"Miss Helmuth!" he called. "Get out here, quick!"

A second later the tent-flap was pulled aside and he saw the girl standing, her revolver in her hand. Her eyes widened in amazement at sight of him standing over the figure of Jenson.

"Get what necessities you must take, and do it in a hurry, please. Potbelly's holding the doctor up there with the shotgun, and we'll have to make tracks for the launch. Don't stop to argue, but for Heaven's sake get a move on if you want to skip out of here!"

He caught one muttered exclamation of something that sounded very much like "Thank God!" and she vanished. It was curious, thought Hammer, that while she had twice repulsed him that same day, with varied degrees of suspicion, she now did as he commanded without a word of protest.

Perhaps Potbelly had something to do with it, or else the sight of Jenson in bonds had influenced her to believe him sincere at last.

He eyed Baumgardner grimly, and, deciding to make the big boatswain of some use, ordered him to take charge of Jenson.

"If he gets away, one of you will stop a bullet," he concluded. "You go first and lead the way, Mohammed Bari."

The Kiswahili grinned, nodding cheerfully and seeming in no wise affected by the display of revolvers by these white men, to whose vagaries he was accustomed.

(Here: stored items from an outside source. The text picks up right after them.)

PR #3383, opened 2018-01-22
3415: SQLite Viewer -  Show Table Content

raman-bt:


Core/src/org/sleuthkit/autopsy/contentviewers/SQLiteViewer.java
```diff
@@ -363,33 +410,103 @@ protected Integer doInBackground() throws Exception {
...
+                            + " LIMIT " + Integer.toString(numRowsToRead)
+                            + " OFFSET " + Integer.toString(startRow - 1)
+                    ); //NON-NLS
 
-        SQLColDef(String colName, SQLStorageClass sc) {
-            this.colName = colName;
-            this.storageClass = sc;
+                    return resultSetToArrayList(resultSet);
+                } catch (SQLException ex) {
+                    LOGGER.log(Level.SEVERE, "Failed to get data for table.", ex); //NON-NLS
```
rcordovano: It would be helpful for debugging purposes if we logged more information, i.e., at least the file name and the table name, and perhaps the other arguments as well. My concern is that as it is right now, we would have very little actionable information if we received a report of a problem from production or someone in the open source community.

Core/src/org/sleuthkit/autopsy/contentviewers/SQLiteViewer.java
```diff
@@ -363,33 +410,103 @@ protected Integer doInBackground() throws Exception {
...
+                super.done();
+                try {
+                    ArrayList<Map<String, Object>> rows = get();
+                    if (Objects.nonNull(rows)) {
+                        selectedTableView.setupTable(rows);
+                    }else{
+                        selectedTableView.setupTable(Collections.emptyList());
+                    }
+                } catch (InterruptedException | ExecutionException ex) {
+                    LOGGER.log(Level.SEVERE, "Unexpected exception while reading table.", ex); //NON-NLS
```
rcordovano: As above, the name of the file and the table would be helpful for debugging any issues that might come up when this code is released.

Core/src/org/sleuthkit/autopsy/contentviewers/SQLiteViewer.java
```diff
@@ -363,33 +410,103 @@ protected Integer doInBackground() throws Exception {
...
+        int columns = md.getColumnCount();
+        ArrayList<Map<String, Object>> arraylist = new ArrayList<>();
+        while (rs.next()) {
+            Map<String, Object> row = new LinkedHashMap<>(columns);
+            for (int i = 1; i <= columns; ++i) {
+                if (rs.getObject(i) == null) {
+                    row.put(md.getColumnName(i), "");
+                } else {
+                    if (md.getColumnTypeName(i).compareToIgnoreCase("blob") == 0) {
+                        row.put(md.getColumnName(i), "BLOB Data not shown...");
```
rcordovano: It would be better if the message about the BLOB data was implemented via NbBundle.Messages instead of hard-coded.  This will make it easier/less expensive for localization. Also, I would make the message just "BLOB data not shown", lower-casing "data" and omitting the ellipsis which is generally used when the user can invoke a dialog. I personally find the use of the ellipsis slightly unusual here.

Core/src/org/sleuthkit/autopsy/contentviewers/SQLiteViewer.java
```diff
@@ -363,33 +410,103 @@ protected Integer doInBackground() throws Exception {
...
+                    LOGGER.log(Level.SEVERE, "Unexpected exception while reading table.", ex); //NON-NLS
+                }
+            }
+        };
+
+        worker.execute();
+    }
+
+    private ArrayList<Map<String, Object>> resultSetToArrayList(ResultSet rs) throws SQLException {
+        ResultSetMetaData md = rs.getMetaData();
```
rcordovano: This would be a bit easier to read and more in line with our coding guidelines if we used a longer variable name than "md." I personally experienced having to look back at the variable definition to remind myself what "md" stands for while reading the code, short as it is. The use of "i" as an index and "rs" for a record set is so common the short names work, but I don't think "md" is a common abbreviation.

Core/src/org/sleuthkit/autopsy/contentviewers/SQLiteViewer.java
```diff
@@ -363,33 +410,103 @@ protected Integer doInBackground() throws Exception {
...
+        int columns = md.getColumnCount();
+        ArrayList<Map<String, Object>> arraylist = new ArrayList<>();
```
rcordovano: Renaming "arrayList" to "rowList would help readability.

PR #3389, opened 2018-01-25
3468 artifact hits

dgrove727:


KeywordSearch/src/org/sleuthkit/autopsy/keywordsearch/ExtractedContentViewer.java
```diff
@@ -104,41 +105,55 @@ public void setNode(final Node node) {
...
+            /*
+             * Results for ad-hoc search.
+             */
+            QueryContent queryContent = nodeLookup.lookup(QueryContent.class);
+            content = (AbstractFile) queryContent.getContent();
+            
+            if (null != content && solrHasContent(content.getId())) {
+                QueryResults queryResults = queryContent.getResults();
+                if (queryResults != null) {
+                    highlightedHitText = new HighlightedText(queryContent.getSolrObjectId(), queryResults);
```
rcordovano: I am not comfortable with the logic in this method, for reasons that are detailed in other comments. Please do the following instead, which assumes that we already know there is indexed text from isSupported, so we can eliminate some Solr queries in this method:
`Query lookup for QueryContent`
`Query lookup for BlackboardArtifact`
`Query lookup for AbstractFile`
`If lookup has QueryContent`
`Construct a HighlightedText using the Solr object id and the query results from the QueryContent` 
`else if lookup has a BlackboardArtifact and it is TSK_KEYWORD_HIT`
`Construct a HighlightedText using the artifact`
`else if lookup has a BlackboardArtifact and it is TSK_ACCOUNT and lookup has AbstractFile`
`Construct a HighlightedText using getAccountsText`
`if lookup has AbstractFile`
`Construct a RawText with file and its id`
`If lookup has a BlackboardArtifact`
`Construct a RawText with getRawArtifactText`

Note that in another story, we will seal up the holes in exception handling so that the user will see error messages when we have TskCoreExceptions, but we will consider that out of scope for this effort.

KeywordSearch/src/org/sleuthkit/autopsy/keywordsearch/HighlightedText.java
```diff
@@ -55,7 +54,7 @@
  */
 class HighlightedText implements IndexedText {
 
-    private static final Logger logger = Logger.getLogger(HighlightedText.class.getName());
+    private static final Logger LOGGER = Logger.getLogger(HighlightedText.class.getName());
```
rcordovano: See previous comment on leaving this as "logger" per revised coding guidelines.

PR #3392, opened 2018-01-26
3469 3470 fix Excel and HTML report issues

zhhl:


zhhl:
Not ready yet.

Core/src/org/sleuthkit/autopsy/report/ReportExcel.java
```diff
@@ -34,6 +34,7 @@
 
     private static final Logger logger = Logger.getLogger(ReportExcel.class.getName());
     private static ReportExcel instance;
+    private static final int EXCEL_CELL_MAXIMUM_SIZE = 36767;
```
rcordovano: How did we arrive at this size? I notice that it is not near a power of two, which strikes me as unusual.

rcordovano: Zhaohui says this size is from documentation; she will add a link to the code as a comment.

PR #3393, opened 2018-01-26
3470: Excel report handles the data too large exception and removing …

zhhl:
…tags for non-HMTL preview data.


zhhl:
This is not what we want in our HTML report.

PR #3405, opened 2018-01-31
3445 date filter develop

wschaeferB:


wschaeferB:
Appears to have an issue with backwards compatibility of FileSetsDefinitions, figuring out how to fix it before re-opening PR

wschaeferB:
Serialized properties files aren't a shared resource that we currently support older versions reading settings from newer versions from.

Core/src/org/sleuthkit/autopsy/modules/interestingitems/FilesSet.java
```diff
@@ -737,6 +755,46 @@ public boolean passes(AbstractFile file) {
...
+            /**
+             * Construct a new DateCondition
+             *
+             * @param days - files created or modified more recently than this
+             *             number of days will pass
+             */
+            DateCondition(int days) {
+                daysIncluded = days;
+            }
+
```
raman-bt: What are the valid values for daysIncluded?  The UI allows for 0 as well as a negative number.

Core/src/org/sleuthkit/autopsy/modules/interestingitems/FilesSet.java
```diff
@@ -737,6 +755,46 @@ public boolean passes(AbstractFile file) {
 
         }
 
+        /**
+         * A class for checking whether a file's creation or modification
+         * occured in a specific range of time
+         */
+        static final class DateCondition implements FileAttributeCondition {
+
+            private final static long DAY_IN_S = 60 * 60 * 24;
```
raman-bt: Maybe rename DAY_IN_S to something more obvious - SECS_PER_DAY?

Core/src/org/sleuthkit/autopsy/modules/interestingitems/FilesSet.java
wschaeferB: Modifying it to allow 0 (just in case they want to see if any file has a bogus future modification or creation date) but to not allow negative numbers because they just add a layer of confusion, I can easily disallow 0 as well if that is deemed simpler for the user.

Core/src/org/sleuthkit/autopsy/modules/interestingitems/FilesSet.java
wschaeferB: Good suggestion, thanks.

rcordovano:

Looking up at the hill, the American could see the tableau beneath the grass-thatch very clearly.

Potbelly stood with the shotgun at his shoulder, covering Krausz, who still lay on the ground, his heavy curses carrying down to the tents, and behind him stood the six seamen in a bunch.

"I guess that nigger's competent," chuckled Hammer to himself. "Wonder what he knows about my friend John Solomon?"